A Focus on Fusion Energy  

In December 2023, DOE awarded a four-year, $16 million project to a multi-institutional team led by LLNL to accelerate inertial fusion energy (IFE) research. This effort is now being carried out by the IFE Science and Technology Accelerated Research for Fusion Innovation and Reactor Engineering (STARFIRE) Hub. IFE-STARFIRE is accelerating the demonstration of high-gain target designs, target manufacturing and engagement, and diode-pumped solid-state laser technologies. The hub is also developing the future workforce for IFE through partnerships with leading universities and the development of innovative new curriculum. Supported by the DOE Office of Fusion Energy Sciences, the hub consists of members from seven universities, four U.S. national laboratories, one international laboratory, three commercial entities, one philanthropic organization, and three private IFE companies. The hub and an LLNL institutional initiative in IFE synergistically complement NNSA’s major investments in IFE research and development. The LLNL initiative was highlighted at the Roadrunner Technology Forum in September 2024, where Laboratory leaders discussed work being done to translate ignition into a viable source of commercial fusion power. 
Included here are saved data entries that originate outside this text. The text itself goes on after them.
PR #188, opened 2017-03-04
[Work in Progress] Add travis support and adjust lint settings

stefan-niedermann:
cc @4ch1m and @korelstar this branch is for integrating Travis. I have cleaned up the history in master and i continue with my experiments over here :) Any input is welcome as always.

### DIFF
--- a/.travis.yml
+++ b/.travis.yml
@@ -1,0 +1,12 @@
+language: android
+
+jdk: oraclejdk8
+
+android:
+  components:
+    - tools
+    - build-tools-25.0.1
+    - android-25
+    - extra-android-m2repository
+
+script: ./gradlew testDebug
--- a/app/build.gradle
+++ b/app/build.gradle
@@ -17,6 +17,10 @@ android {
             proguardFiles getDefaultProguardFile('proguard-android.txt'), 'proguard-rules.pro'
         }
     }
+    lintOptions {
+        disable 'MissingTranslation'
+        abortOnError false
+    }
 }
 
 dependencies {


korelstar:
Sorry, I have currently no time to look into the details. But it looks like you solved the license issue. 👍 
So, only the emulator doesn't work. But what do want to do with the emulator? Do we really need it? The most important thing is to check if the build is successful. Later, we can add some unit tests. But as far as I know, all this can be done without the emulator (see e.g. [K9mail](https://github.com/k9mail/k-9/blob/master/.travis.yml)).

stefan-niedermann:
Right, i solved the license issues and the only thing that does not work yet is the emulator.
And i agree that this is currently not necessary. I am wondering how k-9 builds work without license-issues since they have no `license`-keyword in their yml-file. Hm. Still experimenting. Will try to use exact same file as k-9 and see what happens :)

korelstar:
I did some experiments, too (on the branch `travis-test`). I got a successful build with the following `.travis.yml`: https://github.com/stefan-niedermann/nextcloud-notes/blob/8a9a397520e2e4abd746af5f60e1676b5828c56a/.travis.yml, see https://travis-ci.org/stefan-niedermann/nextcloud-notes/builds/209390323

But: The existing unit tests were not started, so the build result is always successful, even if the tests fail. But that would be fine for the first step ... We can work on that later ...

korelstar:
worked! :grin:

stefan-niedermann:
Well then - looks good :) Wanna merge it yourself into master?

PR #193, opened 2017-03-19
Accept user-installed certificates with Nougat

ilpianista:
Please merge this as with Android 7 you need to explicitly allow user installed certificates (see https://developer.android.com/training/articles/security-config.html).


stefan-niedermann:
Thank you for contribution :). I will read the linked document and then merge if everything is okay.

PR #195, opened 2017-03-25
Update strings.xml

rakekniven:
Removed brand owncloud. Could be nextcloud as well. Suggest to remove cloud name.


stefan-niedermann:
Thank you for contribution. Aggree to remove cloud name where possible.

Issue #197, opened 2017-03-27
Shortcuts for Android 7


stefan-niedermann:
https://developer.android.com/guide/topics/ui/shortcuts.html#static

![device-2017-04-09-124450](https://cloud.githubusercontent.com/assets/4741199/24836692/9a439258-1d22-11e7-93ac-3a5016a68769.png)

Pull Request: https://github.com/stefan-niedermann/nextcloud-notes/pull/201

PR #201, opened 2017-03-31
#197 Shortcuts for Android 7

stefan-niedermann:
Added icon and shortcut.

~~To do: On finish creating a new note, one should go back to list view instead of closing the app completely.~~ This is no urgent topic and can be solved later.


korelstar:
- Works in my emulator.
- Do you really need `shortcutDisabledMessage` in `shortcuts.xml` (and `shortcut_create_disabled` in `strings.xml`)? There is no need to disable the shortcut and it seems, that the attribute is optional (but I'm not sure).
- The icon doesn't look nice. At least, it should be colored according to the theme.

stefan-niedermann:
Agree on both points and fixed.

device-2017-04-09-124450

PR #202, opened 2017-04-02
handle links between notes inside app

fabienli:


stefan-niedermann:
Can you explain, what you are implementing here? it looks like a custom handler foe note:// protocol, so one can provide links at websites that open the notes app when you click on it?

fabienli:
On desktop, I'm using QOwnNotes (from www.qownnotes.org) which can create links between notes.
On nextcloud-notes, the link is then appearing but by default, nothing happens when clicking. I've tried then to make the link active. This Pull Request currently fits my personal needs, let me know if this can be useful for the whole project.

stefan-niedermann:
I am still trying to get it. Please tell me, if i understood correctly:

You have got two notes, `Note A` and `Note B`.
Content of `Note A` is

```
This is a link to [Note B](2435)
```

Clicking on the created link opens `Note B`.

Correct so far?

Then i have two questions
1. What has to be the "link"? The id of the note? Title? Filename?
2. I like this feature. is it implemented in the server side app?

stefan-niedermann:
ping @fabienli

fabienli:
Correct. Just the naming convention of the link needs to be precised:

1. The link is the filename (spaces replaced by underscores). 
If you have two notes "note A" and "note B", you can put in the first one: 
[Link to B](note://note_B)
And this would enable to jump into the note B
2. I don't think anything is implemented in server side, I'm using this based on qOwnNotes as Desktop app. I'm not using the notes on the webserver actually.

stefan-niedermann:
cc @Henni would you accept this implementation on the server side? If yes: we should define a and commit to a convention as proposed by @fabienli (though i'd rather see a `-` than an `_`.
Another option would be to add it as a seperate field to the api, so not every client has to implement its own code?

Henni:
Seems like a good idea.
But I'm not sure what the link should be. The filename changes to often and isn't immediately visible in the app.
What do you mean by 'a separate field' in the API?

stefan-niedermann:
@Henni i still think the idea is quiet nice. Every note has an id, why not use it?

stefan-niedermann:
Closing for now due to inactivity.

Please reopen if needed in the server repo at https://github.com/nextcloud/notes and if it is implemented there, we can handle it on the android client as well.

frankgerhardt:
What a pity that this PR has been closed without being merged.

stefan-niedermann:
So let's discuss this topic again - it's a premise for me that the server app will implement this feature too. And i am pretty sure we can reuse the code from this PR.

frankgerhardt:
Ok, I think the main distinction is between outbound links like http:, mailto: etc. and internal links where the target is another note. In the files app and the markdown editor the file has an extension, .md probably. In the notes app the notes have just a name without an extension. But the names can have spaces. I'd like to write internal links like this:

```
[link to other note](Other Note)
```

As far as I can see it two things need to be done, 1. the editor has to render the link that the browser understands, maybe Control-click, and links to a valid URL that opens the note in the note editor, and 2. the server needs to serve these URLs. 

I'm not experienced with PHP and I'm not sure how much I can help. I have the plan though to write an app for NC some day. Because of that I'm interested. At least I could set up a test environment and help with testing.

stefan-niedermann:
The problem is, the file name equals the first line of the note and can change easily over the time.

Therefore, it might be a way more stable way to link to the `noteId` which doesn't change over the time.

frankgerhardt:
As an author of a note I would not know the id and looking it up (or auto-completion? ;-) ) would make the authoring experience painful. It would interrupt the writer's thought process. With auto-completions it would not be an issue.

stefan-niedermann:
The android app already supports context based formatting (when you select some text, you can already insert the markdown for a link). this can be extendet to pick a note.

The webinterface is also working on some kind of context based formatting which would allow them to do some similar picker.

For advanced users in the webinterface who want to directly write the markdown: the `noteId` is part of the url.

stefan-niedermann:
Just for documentation: Simple links between notes have been implemented recently. They base on the server-id of the note, so just open a note in the browser, get the last part of the url (only the number) and link it, like: `[My fancy note](12345)`.

NESC1US:
thanks for your work, i see the point of having ids as titles change, but I would still prefer having the address based on title (filename) which would then allow notes to be exportable and importable between nextcloud instances (and majority of other markdown applications) while keeping the links between them.

stefan-niedermann:
@NESC1US in this case you will need a fully qualifies URL containing the other instance. You can find  fully qualified URL in the files app when sharing a note file publicly.

NESC1US:
I dont think that I explained it well.. i meant to argue for wiki-links-like functionality with relative links refering to a file name - something like github and gitlab have:
- github uses [relative paths in readme.md](https://github.blog/2013-01-31-relative-links-in-markup-files/)
- gitlab supports same [here](https://about.gitlab.com/handbook/markdown-guide/#relative-links).
when those files are synchronized via webdav then link keep working without nextcloud - this allows it to be used in many markdown capable applications ([ghostwriter](http://wereturtle.github.io/ghostwriter/), [ReText](https://github.com/retext-project/retext), [ZIM desktop wiki](https://zim-wiki.org/index.html) and many more)

the issue with changed titles seems solvable by keeping references to links and update them when the title changes.

stefan-niedermann:
Thank you for the explenation. However i think this should be discussed in the [corresponding issue of the server app](https://github.com/nextcloud/notes/issues/616) because it should be the same behavior on all platforms and the server app is leading.

We can (and should) discuss this again here, if and as soon this has been implemented in the server app.

PR #207, opened 2017-04-18
vibrate on list item movement

korelstar:
In order to decrease the likelihood to delete a note accidentally, a short vibration warns the user when she/he begins to move a note in the note list.

### DIFF
--- a/app/src/main/AndroidManifest.xml
+++ b/app/src/main/AndroidManifest.xml
@@ -5,6 +5,7 @@
     <uses-permission android:name="android.permission.INTERNET" />
     <uses-permission android:name="android.permission.USE_CREDENTIALS" />
     <uses-permission android:name="android.permission.ACCESS_NETWORK_STATE" />
+    <uses-permission android:name="android.permission.VIBRATE" />
 
     <application
         android:allowBackup="true"
--- a/app/src/main/java/it/niedermann/owncloud/notes/android/activity/NotesListViewActivity.java
+++ b/app/src/main/java/it/niedermann/owncloud/notes/android/activity/NotesListViewActivity.java
@@ -3,11 +3,13 @@ package it.niedermann.owncloud.notes.android.activity;
 import android.app.NotificationManager;
 import android.app.PendingIntent;
 import android.app.SearchManager;
+import android.content.Context;
 import android.content.Intent;
 import android.content.SharedPreferences;
 import android.graphics.Canvas;
 import android.os.AsyncTask;
 import android.os.Bundle;
+import android.os.Vibrator;
 import android.preference.PreferenceManager;
 import android.support.design.widget.Snackbar;
 import android.support.v4.view.MenuItemCompat;
@@ -56,6 +58,7 @@ public class NotesListViewActivity extends AppCompatActivity implements
     private ActionMode mActionMode;
     private SwipeRefreshLayout swipeRefreshLayout = null;
     private NoteSQLiteOpenHelper db = null;
+    private Vibrator vibrator = null;
     private SearchView searchView = null;
     private ICallback syncCallBack = new ICallback() {
         @Override
@@ -81,6 +84,8 @@ public class NotesListViewActivity extends AppCompatActivity implements
         }
 
         setContentView(R.layout.activity_notes_list_view);
+
+        vibrator = (Vibrator) getSystemService(Context.VIBRATOR_SERVICE);
 
         // Display Data
         db = NoteSQLiteOpenHelper.getInstance(this);
@@ -275,6 +280,9 @@ public class NotesListViewActivity extends AppCompatActivity implements
         listView.setAdapter(adapter);
         listView.setLayoutManager(new LinearLayoutManager(this));
         ItemTouchHelper touchHelper = new ItemTouchHelper(new SimpleCallback(0, ItemTouchHelper.LEFT | ItemTouchHelper.RIGHT) {
+
+            private boolean active=false;
+
             @Override
             public boolean onMove(RecyclerView recyclerView, RecyclerView.ViewHolder viewHolder, RecyclerView.ViewHolder target) {
                 return false;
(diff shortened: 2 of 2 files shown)


stefan-niedermann:
Hm.. this sounds like the vibration could be caused very often. Wouldn't it be better to vibrate when the deletion is done? so basically change from "Hey, you are swiping" to "Hey, if you want to restore it - here is the toast! :-)"

korelstar:
My intention was to inform the user that there is a special action, *before* the action was executed.

The app OpenTasks has a similar vibration, but there, it is triggered already when doing a selection. That is annoying since it happen much more often. In my approach, the vibration is only triggered on movement. I think this is a good approach.

Please try it out by yourself and check how often the vibration is triggered when you didn't want to delete a note.

stefan-niedermann:
cc @jancborchardt can you please add your opinion? vibrating on a danger action seems valid for me. but the question is: vibrate *before* the user has done it or *after*?

jancborchardt:
Hm, vibration in apps for actions like these is very unusual. Can you give any examples of _widely-used_ apps doing this?

korelstar:
"Widely-used" is hard to say, but I've seen this in OpenTasks. But IMHO more important than "widely-used" is if it's useful! And I would say: yes.

jancborchardt:
Well this is a strange pattern though. Vibration is used for notifications. For example I have vibration for typing disabled and it would be strange to have it in this one app.

A better approach would be to simply offer undo on note deletion. :)

korelstar:
Just read this: https://docs.nextcloud.com/server/12/developer_manual/general/codingguidelines.html
> Do not adapt broken concepts (for example design of desktop apps) just for the sake of consistency. We aim to provide a better interface, so let’s find out how to do that!

:wink:

jancborchardt:
@korelstar I wrote those. ;) Vibration is not a desktop app pattern.

Just let me know some other popular apps which use the same pattern so we can be sure people are reasonably used to it. Otherwise I would say this is pretty strange.

Since the goal is to minimize accidental deletion, I would rather say there should be something like undo deletion as implemented by Google Inbox or Android or iOS. There are just a few seconds (5–7) in which the action is not carried out yet and while you can undo it. For that I recommend reading »[Never use a warning when you mean undo](https://alistapart.com/article/neveruseawarning)« by Aza Raskin, who was heading Firefox UX at the time.

korelstar:
Guessed that you wrote this :stuck_out_tongue_winking_eye: 

However, there is already an undo function in this app. And I'm reasonably introducing a vibration when moving the list item. This is like it's vibrating when you move a heavy stone from another stone. It gives you a feeling that this will have an effect. It's just the small thing, that makes life better, without being annoying for people who do this routinely. Nothing becomes worse, just an upgrade. :+1: 

One reference is [OpenTasks](https://play.google.com/store/apps/details?id=org.dmfs.tasks).

jancborchardt:
@stefan-niedermann what do you think? And our Android experts @AndyScherzinger @tobiasKaminsky @mario?

stefan-niedermann:
to be honest, I still think it would be a better approach if we could desensitize the swipe gesture. I don't like the vibrate action though i agree that the swipe-delete happens to easy.

tobiasKaminsky:
I am using the app since many months and never realised that there is "swipe right" to delete, so you can guess that it did not happen accidentally for me ;-)
I also think that the better approach is to desenitize the swipe to delete and not to add a less known UX feedback.

AndyScherzinger:
Looking at Gmail there is also the swipe to delete offering an undo action which seems totally enough. Sometimes I accidentally delete an email and then simply hit undo. 
Else I would also say rather desinsitize the action triggered.

tobiasKaminsky:
Undo is already there :+1:

jancborchardt:
Awesome, that's a good conclusion then. :)

korelstar:
Do you have any idea how to desinsitize the swipe feature? I don't know if it's even possible.

However, it seems that the probability to accidentally swipe is very different for different devices.

dan0xii:
> Just let me know some other popular apps which use the same pattern so we can be sure 
> people are reasonably used to it. Otherwise I would say this is pretty strange.

I have seen this in Protonmail, Signal, the reddit app BaconReader and also Telegram to a lesser extent. They all have listviews that vibrate when you long press on an item to indicate that a) you've long pressed and b) there is further action that can be taken.

AndyScherzinger:
We also vibrate on the Nextcloud Android client for long clicks on lists indicating multi select actions. So Nextcloud users are already used to it :)

stefan-niedermann:
I see your point, but long clicking to get more options and swiping which executes one specific option directly are two different things imho.

But since there are more supporters for this topic than the one(s) against it - lets merge it. :)

AndyScherzinger:
> I see your point, but long clicking to get more options and swiping which executes one specific option directly are two different things imho.

That is correct, yes 👍

dan0xii:
I may have mis-understood the original intent.

> In my approach, the vibration is only triggered on movement. 

So if you select an item there is no vibration until you move it up or down in the list?

jancborchardt:
Folks, read the original post. ;) Vibration on long-press is normal, but this is not what this pull request is about.

AndyScherzinger:
> Folks, read the original post. ;) Vibration on long-press is normal, but this is not what this pull request is about.

Sorry, my mistake and you are right: As vibrate isn't used for swipe gestures while a swipe to delete is usually to be combined with a Snackbar offering an undo action. 😃 (one example would be gmail)

stefan-niedermann:
That's correct,amd the undo snackbar is already available. So what about giving a +1 or a -1 to the original post so we can see what the overall opinon is :) that would be great.

AndyScherzinger:
-1 in that case in my personal opinion mimicking the gmail behavior (no vibrate on swipe) seems to be what the users are used to.

stefan-niedermann:
@korelstar i will delete this branch soon. If you want to keep it (e. g. in a private fork), please grab a copy in the next few days.

korelstar:
No problem. I don't need this anymore. Thanks for asking! :-)

stefan-niedermann:
Yep, and while cleaning up, i found this branch: https://github.com/stefan-niedermann/nextcloud-notes/tree/travis-test

What do you wanted to achieve? Do we still need it?

korelstar:
I don't think so. See: https://github.com/stefan-niedermann/nextcloud-notes/pull/188#issuecomment-285469607

Issue #401, opened 2023-03-21
Move typescript from dependencies to devDependencies


Fenntasy:
Hi there,

This may be a problem depending on how the codegen is done but having `typescript` in the `dependencies` of the package mean that have `oazapfts` as a `dependency` for us will add `typescript` as our "production" dependencies.
We're using Docker so our node modules add a whole bunch of data in our resulting container (around 200mb :/).

Is there a possibility of having it switch to dev deps here?

Xiphe:
that's not really an option since, as you've already figured, the codegen part needs it.

The solution would be splitting the package up into a codegen and a runtime part. Then you'd install `oazapfts-gen` (along with typescript) as a dev-dependency in your project  and `oazapfts-runtime` as a runtime dependency. 

This indeed is something I was thinking about for a longer time bug have not found the time to discuss this with the other maintainers and I haven't wrapped my head around it fully in terms of coming up with a migration path.

jonkoops:
We could use NPM workspaces to create two seperate packages and publish them together.

Xiphe:
Would appreciate when someone else could beta-test [oazapfts@6.0.0-beta.1](https://github.com/oazapfts/oazapfts/releases/tag/oazapfts-v6.0.0-beta.1) and [@oazapfts/runtime@1.0.0-beta.1](https://github.com/oazapfts/oazapfts/releases/tag/%40oazapfts%2Fruntime-v1.0.0-beta.1).

Also looking for a review on https://github.com/oazapfts/oazapfts/pull/576. It's a quite extensive changeset though 😬

PR #568, opened 2024-02-06
perf: reduce runtime size by using esnext

benmccann:
This simplifies the generated code a fair amount. E.g. consider the example below:

On `main`:
```js
    function fetchText(url, req) {
        return __awaiter(this, void 0, void 0, function* () {
            const res = yield doFetch(url, req);
            let data;
            try {
                data = yield res.text();
            }
            catch (err) { }
            return {
                status: res.status,
                headers: res.headers,
                contentType: res.headers.get("content-type"),
                data,
            };
        });
    }
```

With this PR:
```js
    async function fetchText(url, req) {
        const res = await doFetch(url, req);
        let data;
        try {
            data = await res.text();
        }
        catch (err) { }
        return {
            status: res.status,
            headers: res.headers,
            contentType: res.headers.get("content-type"),
            data,
        };
    }
```

It's always best for libraries to be distributed as `esnext` as it results in the smallest code. If someone is targeting an older browser or runtime they should be using the appropriate bundler setting to transpile to an older version while building their application rather than expecting each individual library they're using to do so.

### DIFF
--- a/tsconfig.json
+++ b/tsconfig.json
@@ -2,10 +2,10 @@
   "compilerOptions": {
     "outDir": "lib",
     "rootDir": "src",
-    "target": "es2015",
+    "target": "esnext",
     "sourceMap": true,
     "declaration": true,
-    "lib": ["es2015", "dom"],
+    "lib": ["esnext", "dom"],
     "module": "commonjs",
     "strict": true,
     "resolveJsonModule": true,


Xiphe:
Hi @benmccann thank you for the contribution! I fully agree with what you're saying. 

At the same time we should consider this a breaking change as it might require additional tooling in some environments.

I'd therefore either wait with releasing this and bundle it along with the next major release or by doing this backwards compatible.

We could for example start providing and ESM bundle with es2015 around until we'll eventually get rid of it in a major version.

What do you think?

Xiphe:
It's not that complicated actually. Will give it a shot within the next days.

Xiphe:
might actually do split the package into runtime and generator 

ref https://github.com/oazapfts/oazapfts/issues/401

benmccann:
That would be great! Thank you so much

It looks like the `package.json` points at a few files that don't exist, so might be able to clean that up at the same time: https://publint.dev/oazapfts@5.1.4

Xiphe:
Good find. Fixed these directly as I'm a little overwhelmed with other tasks currently and will need to postpone this.

Xiphe:
> image  
>
> **It's not that complicated actually**
> _- Xiphe 2024_


Well i went a little overboard in https://github.com/oazapfts/oazapfts/pull/576. But if you like you could give [oazapfts@6.0.0-beta.1](https://github.com/oazapfts/oazapfts/releases/tag/oazapfts-v6.0.0-beta.1) a try. It exports both, a legacy cjs build targeting es2015 and a esm build targeting esnext.

Going to close here in favor of https://github.com/oazapfts/oazapfts/pull/576.

Huge thanks to your contribution @benmccann  nonetheless as it poked me to do this work that I wanted to do for quite the time now.

benmccann:
Thank you!!

I might suggest that the CJS version should also target esnext, but I'm using ESM myself, so I won't push on that too hard :wink:

Xiphe:
Fair point.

Innovative Industrial and Energy Partnerships

An LLNL developer of nanolipoprotein particles for vaccine delivery, with a vaccine now in preclinical trials
An LLNL biologist and key developer of nanolipoprotein particles, which drug companies are using in preclinical development for vaccine delivery, won a 2024 Federal Laboratory Consortium technology transfer award.

LLNL is benefiting the U.S. economy with innovative technology and methods. In FY 2024, Livermore obtained 13 new patents, asserted 82 new copyrights, and executed 7 new licenses. Licensing income for the year totaled approximately $4.9 million. Among many honors, the Laboratory earned three R&D 100 awards from R&D World Magazine. The EXtreme-power, Ultra-low-loss, Dispersive Element (EXUDE) Elite is a spectral beam-combining optic that concentrates light from multiple lasers with different wavelengths into a single, high-power beam with unparalleled compactness and a 100-fold improvement to the damage threshold. EXUDE Elite is a breakthrough that presents a paradigm shift, offering the opportunity for wider access to high-power laser technology for industrial applications. Two other winners provide significant advances in software: UMap, an open-source memory-mapping library with increased power and flexibility; and UnifyFS, a user-level file system for high-performance computing systems. In addition, an LLNL biologist garnered a Federal Laboratory Consortium award for technology transfer of nanolipoprotein (NLP) particle technology for vaccine use, and the business development executive that negotiated the NLP agreement was recognized as “Best in Class” by DOE’s Technology Transfer Working Group. The Laboratory also secured three grants from DOE’s Technology Commercialization Fund for collaborations with industrial partners. In one of the projects, aerospace researchers aim to reduce the computational cost of predictive gas turbine combustor simulations, enabling the jet turbine industry to design more efficient next-generation combustors.